Paradigms shift when the current paradigm cannot sufficiently account for key emerging questions. The complete and utter destruction of the RTS genre to MOBAs serves as a case study. Consider the RTS genre to answer the following question: what mechanics do I use to create deep and long-session strategic gameplay?

Company of Heroes and Starcraft certainly had answers, but MOBAs challenged those answers. Are complex multi-unit controls necessary to create that sort of gameplay? MOBAs told us that, no, multi-unit controls are not required. Can teamwork create more profound strategic experiences ever? Yes, says MOBAs.

A good measure of player value in Starcraft was the number of commands you could issue in a given minute.

It’s too perfect a parable when we further consider that MOBAs were an extension of RTS to begin with. The original DOTA or Defense of the Ancients was a Warcraft III mod, and this is the exact type of model drift Kuhn describes.

Next, Kuhn would predict, comes a model crisis. As MOBAs started to siphon players from RTS, the genre had a chance to strike back and incorporate these elements. From a Kuhnian perspective, failure to do so would result in its death, yet incorporation was attempted and resoundingly rejected. Dawn of War III tried to add strong hero units with deep in-session progression. Relic misunderstood the questions MOBAs were trying to answer and copied the wrong elements. Perhaps more importantly, RTS never had a full free-to-play answer; Starcraft was too little too late. Kuhn would call the period of conflict “revolutionary science” and the MOBA victory a paradigm shift.

Dawn of War II and DOTA 2 Steam PSU

The ascent of DOTA 2 was rapid and unrelenting.

However, it’s not always the case that incorporation will fail. Hearthstone rapidly created Battlegrounds to repel the threat of Auto-Battlers. It seems to have worked, but the lack of monetization in Battlegrounds leads to year-over-year revenue declines.
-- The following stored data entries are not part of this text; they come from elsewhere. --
PR #1962, opened 2025-07-16
feat: Enable uv for venv management.

favilo:


gbanasiak:
Quick comments:
* I would set `PY_VERSION` to `3.12.2` to reflect current end state after running `make prereq`
* We need corresponding change in internal tools before this gets merged

favilo:
> > Do we need to do this? `pip` should still work after this change.
> 
> You are right. I thought we rely on `make install`. It's enough to confirm all works fine with the PR branch, but there's no reason it wouldn't.

Hmm, I suppose I could add `uv` to the Docker images. Building docker images faster is a reason I wanted `uv` in the first place.

Makefile
```diff
@@ -17,64 +17,60 @@
...
-	@if [[ ! -x $$(command -v pyenv) ]]; then \
-		printf $(PYENV_ERROR); \
-		exit 1; \
-	fi;
-	@if [[ ! -f $(VENV_ACTIVATE_FILE) ]]; then \
-		eval "$$(pyenv init -)" && eval "$$(pyenv init --path)" && $(PY_BIN) -mvenv $(VIRTUAL_ENV); \
-		printf "Created python3 venv under $(PWD)/$(VIRTUAL_ENV).\n"; \
-	fi;
+
+PY_VERSION = 3.12.2
```
gbanasiak: I would still use `.ci/variables.json` for this, as docs and IT keep reading this file. Although `prerequisite_versions` section from `.ci/variables.json` could go away I think.

Makefile
```diff
@@ -98,18 +94,18 @@ serve-docs: check-venv
 	@. $(VENV_ACTIVATE_FILE); cd docs && $(MAKE) serve
 
 test: check-venv
-	. $(VENV_ACTIVATE_FILE); nox -s test-3.9
-	. $(VENV_ACTIVATE_FILE); nox -s test-3.12
+	uv run --python=3.9 nox -s test-3.9
+	uv run --python=3.12 nox -s test-3.12
```
gbanasiak: Aren't we potentially installing Python twice here? Once by `uv`, and then by `nox`? I think I prefer the previous version with `VENV_ACTIVATE` more.

Makefile
```diff
@@ -17,64 +17,60 @@
...
-export HATCHLING_VERSION := $(shell jq -r '.prerequisite_versions.HATCHLING' .ci/variables.json)
-export PIP_VERSION := $(shell jq -r '.prerequisite_versions.PIP' .ci/variables.json)
-export WHEEL_VERSION := $(shell jq -r '.prerequisite_versions.WHEEL' .ci/variables.json)
 VIRTUAL_ENV ?= .venv
 VENV_ACTIVATE_FILE := $(VIRTUAL_ENV)/bin/activate
-VENV_ACTIVATE := . $(VENV_ACTIVATE_FILE)
-VEPYTHON := $(VIRTUAL_ENV)/bin/$(PY_BIN)
-PYENV_ERROR := "\033[0;31mIMPORTANT\033[0m: Please install pyenv.\n"
-PYENV_PREREQ_HELP := "\033[0;31mIMPORTANT\033[0m: please type \033[0;31mpyenv init\033[0m, follow the instructions there and restart your terminal before proceeding any further.\n"
-VE_MISSING_HELP := "\033[0;31mIMPORTANT\033[0m: Couldn't find $(PWD)/$(VIRTUAL_ENV); have you executed make venv-create?\033[0m\n"
```
gbanasiak, line 38: `VE_MISSING_HELP` is used in `check-venv`.

gbanasiak (commented):
Thank you for this change. I will do some testing tomorrow, just dropping a few comments.

Makefile
favilo: Good point.

docs/developing.rst
```diff
@@ -6,7 +6,7 @@ Prerequisites
 
 Install the following software packages:
 
-* pyenv installed, Follow the instructions in the output of ``pyenv init`` to setup your shell and then restart it before proceeding. For more details please refer to the pyenv `installation instructions <https://github.com/pyenv/pyenv#installation>`_.
+* uv installed, Follow `the instructions <https://docs.astral.sh/uv/getting-started/installation/>`_ to install.
```
gbanasiak:
```suggestion
* `uv <https://docs.astral.sh/uv/getting-started/installation/>`_ 
```

gbanasiak (approved):
LGTM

The Kuhnian model suggests framing a given game under a “game theory.” What is the game trying to answer in the genre it’s fighting in? What are the existing answers (if any)? Why is it worth answering? It’s instrumental for teams to consider these questions. Generally, pitches I’ve seen describe the game’s vision rather than the game as a back and forth conversation with market participants.

Tech has had a better understanding of the paradigm process. The near frictionless mass distribution of software means the paradigm process moves at light speed. Clubhouse generated huge mindshare, now everyone from Slack to Linkedin is trying their hand at audio. We saw the same movement with “stories,” an original Snapshot feature copied by Instagram and Twitter. Time will tell if their incorporation process answers the same questions Clubhouse has.

In the 60+ years since The Structure of Scientific Revolutions, philosophers of science have challenged a good deal of Kuhn’s original ideas. Despite this, Kuhn provides a rich model for why some game genres live and others die.